Previously, it would be nice and quick, with low latencies for about a day, then the latency would rocket to 100 seconds until I did a reload. Now it appears to be staying around 2-6 seconds, but I'm keeping an eye out for the value creeping slowly upwards (which I think might be happening, hard to tell at the moment).
I've got 922 services at the moment (on a Dell 850, running Solaris 10, with Nagios 2.0(stable)). I was seeing a reasonable number of orphaned checks building up, so set the check_for_orphaned_services directive[0] to 1. I also reduced a couple of timeout values so that Nagios stopped wasting time on checks which were bound to fail:-
service_check_timeout=30 [1]
host_check_timeout=30 [2]
event_handler_timeout=30 [3]
notification_timeout=60 [4] [6]
On top of that, I made sure that Nagios wasn't wasting time with status information quite so much:-
aggregate_status_updates=1 [5]
Given that the load on the machine doesn't appear to go over 0.50, I've allowed infinite concurrent services checks now, increased from 400, but that appears to be making no difference at all. And I left the reaper frequency at 10 seconds.
Now the checks are being re-scheduled for times in the future, and the latencies have stopped running away quite so dramatically.
[0] - check_for_orphaned_services
Format: check_for_orphaned_services=<0/1>
Example: check_for_orphaned_services=0
This option allows you to enable or disable checks for orphaned service checks. Orphaned service checks are checks which ahve been executed and have been removed from the event queue, but have not had any results reported in a long time. Since no results have come back in for the service, it is not rescheduled in the event queue. This can cause service checks to stop being executed. Normally it is very rare for this to happen - it might happen if an external user or process killed off the process that was being used to execute a service check. If this option is enabled and Nagios finds that results for a particular service check have not come back, it will log an error message and reschedule the service check. If you start seeing service checks that never seem to get rescheduled, enable this option and see if you notice any log messages about orphaned services.
* 0 = Don't check for orphaned service checks (default)
* 1 = Check for orphaned service checks
[1] - service_check_timeout
format: service_check_timeout=
Example: service_check_timeout=60 (default)
This is the maximum number of seconds that Nagios will allow service checks to run. If checks exceed this limit, they are killed and a CRITICAL state is returned. A timeout error will also be logged.

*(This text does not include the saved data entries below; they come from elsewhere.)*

PR #529, opened 2019-01-22
Save All Guns

### LINKED ISSUE #520: 2nd Main Weapon (Rocket-Launcher) are not saving on the Database
Hello,

The 2nd Main Weapons (Rocket-Launcher) are not saving on the Database. 
I have already tried adding it in the fn_loadGear.sqf and fn_saveGear.sqf, but then I get an error from the fn_loadGear.sqf that the gear can´t load it from Database and I´m not coming into the Spawnscreen. Have any an Fix of these please? 

Thanks in advance, I need it :D

Propheto:
Resolves #520 
- Saves the secondary weapon (RPG) to the database

### DIFF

There is often widespread confusion as to what this option really does. It is meant to be used as a last ditch mechanism to kill off plugins which are misbehaving and not exiting in a timely manner. It should be set to something high (like 60 seconds or more), so that each service check normally finishes executing within this time limit. If a service check runs longer than this limit, Nagios will kill it off thinking it is a runaway processes. (applies to all of these directives)
[2] - host_check_timeout
Format: host_check_timeout=
Example: host_check_timeout=60 (default)
This is the maximum number of seconds that Nagios will allow host checks to run. If checks exceed this limit, they are killed and a CRITICAL state is returned and the host will be assumed to be DOWN. A timeout error will also be logged.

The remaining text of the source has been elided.